The solution was not immediately apparent but changing economic conditions worked in favor of the Parish. Interest rates had fallen and it was determined that a third bond could be issued but only if every current bond holders accepted a lower interest rate and new notes could be sold. The call went out to the Faithful once again and as always they responded. Without exception, those that held prior bonds agreed to roll them over into the new issue. Additional funds were raised and the parking lot was paved. Provisional occupancy was granted by the City of Poway. The Parish moved into the building and celebrated the first Divine Liturgy on Forgiveness Sunday, March 13, 1994.
The building by all external appearances was a “church”. It did not become the true “other-worldly” Heavenly sanctuary until it was consecrated to that use. In a once-in-a-lifetime event, the building was consecrated on February 25, 1995. Four Hierarchs concelebrated to literally baptize and chrismate the altar and building. His Beatitude Metropolitan Theodosius was the primary celebrant along with His Grace, Bishop Tikhon, His Grace, Bishop Basil and His Grace, Bishop Boris…. the later three being either current or past Bishops of the Diocese of the West. It was an unforgettable event in the life of the Parish of St. John of Damascus.

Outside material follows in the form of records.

PR #544, opened 2024-03-23
Logout issue

farridav:
Extends: https://github.com/farridav/django-jazzmin/pull/542

By:
- Fixing a failing test
- dropping support for Python 3.6
- Upgrading `pytest-cov`

PR #534, opened 2024-02-28
Add support for Django 5.1 by removing deprecated features

jamesgilmorelyst:
There is only one Django feature used here that is removed in >=5.0, which is the `length_is` filter query:

```
RemovedInDjango51Warning: The length_is template filter is deprecated in favour of the length template filter and the == operator within an {% if %} tag.
```

It is a trivial change to make, and the `length` feature if backwards compatible to the earliest support version this repo supports of 2.2.

Preview of `fieldsets`, which has been modified in this PR:
Screenshot 2024-02-28 at 18 22 25

As this is my first PR, I've also added in some QoL changes for new devs working in this repo. Hopefully that's okay 🙂

PR #551, opened 2024-03-29
Update Python & Django supported versions + migrate to ruff

samiashi:
Update Python supported versions - https://devguide.python.org/versions/
- Drop support for Python 3.6 & 3.7
- Add support for Python 3.11 & 3.12

Update Django supported versions - https://www.djangoproject.com/download/#supported-versions
- Drop support for Django 2.2, 3.0 & 3.1
- Add support for Django 4.2 & 5.0

Migrate to ruff - https://github.com/astral-sh/ruff
- Replace flake8 & black with ruff
- Format files with ruff

Miscellaneous
- Fixed markdown violations


tox.ini
```diff
@@ -0,0 +1,41 @@
+[tox]
```
PacificGilly, line 1: Curious - Why the move out of pyproject.toml?

pyproject.toml
```diff
@@ -36,7 +37,7 @@ exclude = ["tests", "docs"]
 
 [tool.poetry.dependencies]
 python = ">=3.8"
-django = ">=4.2,<5.0"
+django = ">=4.2"
```
PacificGilly, line 40: Further changes are needed in 5.1 of Django to maintain support - https://github.com/farridav/django-jazzmin/pull/534
```suggestion
django = ">=4.2,<5.1"
```

tests/test_admin_views.py
```diff
@@ -42,7 +42,7 @@ def test_logout(admin_client):
     """
     url = reverse("admin:logout")
 
-    response = admin_client.get(url)
+    response = admin_client.post(url)
```
PacificGilly, line 45: Interesting this wasn't already done, as I thought we fixed the logout issue already

PacificGilly (approved):
Amazing PR, and thanks for grouping these nicely in all the commits. Looks like you still need to rebase first though. Approving to trigger the CI to check this builds properly

tox.ini
```diff
@@ -0,0 +1,43 @@
...
+envlist =
+    django4-{python3.8,python3.9,python3.10,python3.11,python3.12},
+    django5-{python3.10,python3.11,python3.12},
+    # run one of the tests again but with coverage
+    coveralls-django4-python3.11,
```
PacificGilly, line 6: Should we use the latest PY version for the coveralls test? cc: @farridav 
```suggestion
    coveralls-django4-python3.12,
```

PacificGilly:
@farridav the 3.11 build is failing
https://github.com/farridav/django-jazzmin/actions/runs/8481330654/job/23245748961?pr=551
```
  coveralls.exception.CoverallsException: Not on TravisCI. You have to provide either repo_token in .coveralls.yml or set the COVERALLS_REPO_TOKEN env var.
```
I'm not sure why it can't find the `COVERALLS_REPO_TOKEN` env var as your PRs work without issue. Without seeing the settings, I'm guessing this token is also working with your account maybe?
https://github.com/samiashi/django-jazzmin/blob/8a20f52fed70ee8de7a80ae7c2a9d093f3a09830/.github/workflows/build.yml#L18

tox.ini
farridav: I agree, I'd rather it stay in project.toml, despite It not being formatted so nicely there, part of the reason in so fond of the PEP for it is that it reduces the amount of tooling specific files in repo roots

.gitignore
```diff
@@ -19,3 +19,5 @@ admindocs_templates
 *.sqlite3
 tests/test_app/static/
 .python-version
+.mypy_chache
```
farridav, line 22: Cache ?

.github/workflows/build.yml
```diff
@@ -13,7 +13,7 @@ jobs:
     strategy:
       max-parallel: 5
       matrix:
-        python-version: [3.6, 3.7, 3.8, 3.9, '3.10']
+        python-version: [3.8, 3.9, '3.10', 3.11, 3.12]
```
farridav, line 16: +1 :)

jazzmin/__init__.py
```diff
@@ -1,6 +1 @@
-import django
-
-version = "2.6.1"
-
-if django.VERSION < (3, 2):
-    default_app_config = "jazzmin.apps.JazzminConfig"
+version = "3.0.0"
```
farridav, line 1: Versions no longer tracked here, we can set this to 0.0.0

pyproject.toml
```diff
@@ -80,13 +75,29 @@ norecursedirs = ".git .tox _resource .mypy_cache build dist docs"
...
+ignore = [
+    "E501", # line too long
+]
+
+[tool.ruff.lint.isort]
+known-first-party = ["jazzmin"]
+known-local-folder = ["tests"]
+
+[tool.ruff.lint.mccabe]
+max-complexity = 12
```
farridav, line 100: 10 is a more sensible number, I find that it catches things that are genuinely in need of complexity reduction

pyproject.toml
```diff
@@ -80,13 +75,29 @@ norecursedirs = ".git .tox _resource .mypy_cache build dist docs"
...
+select = [
+    "E",    # PEP8 errors
+    "W",    # PEP8 warnings
+    "F",    # PyFlakes
+    "I",    # isort
+    "C",    # mccabe
+    "T201", # flake8-print
+]
+ignore = [
+    "E501", # line too long
```
farridav, line 92: Why would we want to ignore this ? Surely ruff will format it all to our line length of 120 anyway

pyproject.toml
```diff
@@ -1,6 +1,6 @@
 [tool.poetry]
 name = "django-jazzmin"
-version = "2.6.1"
+version = "3.0.0"
```
farridav, line 3: This can also be 0.0.0, as versions are tracked outside, allowing us to quantify major/minor/patch at the point of release as opposed to the point of change.

pyproject.toml
```diff
@@ -65,7 +56,11 @@ factory-boy = "^3.2.1"          # Factory generation
 mypy = "^0.931"                 # Type checking
 click = "^8.0.3"                # Framework for building cli's
 ipdb = "^0.13.9"                # ipython breakpoints
-black = "^21.12b0"              # Code formatting and linting (with pyproject.toml support)
+ruff = "*"                      # linter and code formatter
```
farridav, line 59: Loving this

pyproject.toml
farridav: Hmm, if we do this, then people won't even bother installing the app beyond this version, nor will they be able to tolerate or fix minor issues in unsupported versions.

The decision to have an upper bound is contentious I admit, if this package is absolutely broken on Django 5.1 then maybe it's a good idea, but otherwise, maybe we should leave it open and endeavour to resolve issues as they arise

farridav (changes requested):
Some great changes here, and will help us with maintenance.

jazzmin/__init__.py
PacificGilly: Being fixed in this PR to remove the hardcoding

pyproject.toml
PacificGilly: Ah yeah good point. It's not totally broken in 5.1. This seems to only impact fieldsets, so likely still a widespread issue.

farridav:
Yeah it's odd, probably some sort of a permissions issue, I will see if I can make sense of it and get the coveralls token working properly

tox.ini
samiashi: Makes sense 👍🏻 
Moved back to pyproject.toml

.gitignore
samiashi: 🤦🏻‍♂️ 
Updated 👍🏻

pyproject.toml
samiashi: Updated 👍🏻

pyproject.toml
samiashi: Updated 👍🏻

tests/test_admin_views.py
samiashi: The logout via GET was deprecated in Django 4.1 hence why it wasn't earlier
https://docs.djangoproject.com/en/4.2/releases/4.1/#log-out-via-get

PacificGilly: Yeah, I think it might have been missed in https://github.com/farridav/django-jazzmin/pull/544

farridav (approved):

farridav:
Right, lets get this moving.. a massive step in the right direction here .. 

Next steps will be to make the entire codebase properly typed, start making use of pydantic (or at least data classes) for configuration.

And get some better test coverage :)

farridav:
Can we get a reabase on this ? Then we can get it merged ...

samiashi:
> Can we get a reabase on this ? Then we can get it merged ...

@farridav Should be rebased with master now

The consecration of the Temple moved the Parish from adolescence into adulthood. The years of anticipation of what could be, the planning, the fund-raising and watching the buildings take form was as exercise in looking inward with “growth” being most palpably measured by the physical structures created. Over the last years of the twentieth century, St. John’s accepted the more difficult challenge of being a wellspring of the Orthodox Faith and a beacon for those new members drawn to her bosom.
During the decade of the 90’s, St. John’s was blessed by the presence of His Grace, Bishop Boris (Geeza). Upon his retirement in 1988 as Bishop of the Diocese of the Midwest, he relocated to his home in the North County. A warm and engaging man, he became affectionately known as the “Patriarch of Poway”. The generosity of his counsel and financial support has left an indelible mark on the hearts and minds of all who knew and loved him. His dream was to see the erection of the Iconostas. He fell asleep in the Lord on December 30, 2000. The central portion of the Iconostas had just been erected.
Remembrance is one of the cornerstones of Orthodox theology. The Lord
commanded “do this in remembrance of me” as he broke bread and distributed wine to the apostles as the antitypes of His Body and His Blood. At each Divine Liturgy we assemble to form the Church and “remember” the Lord’s sacrifice not only as historical fact but also as present reality. It is a mystery how past and present can be united within the memory of the Church as an eternal now.
On May 31st 2020 our long-term beloved pastor Archpriest Alexander Federoff entered into a well deserved retirement.
His Eminence Archbishop Benjamin assigned Archpriest K. Michael Anderson as Rector and pastor. Together we look forward to continuing and deepening our ministry as the presence of the Orthodox Christian Church in the North San Diego County area.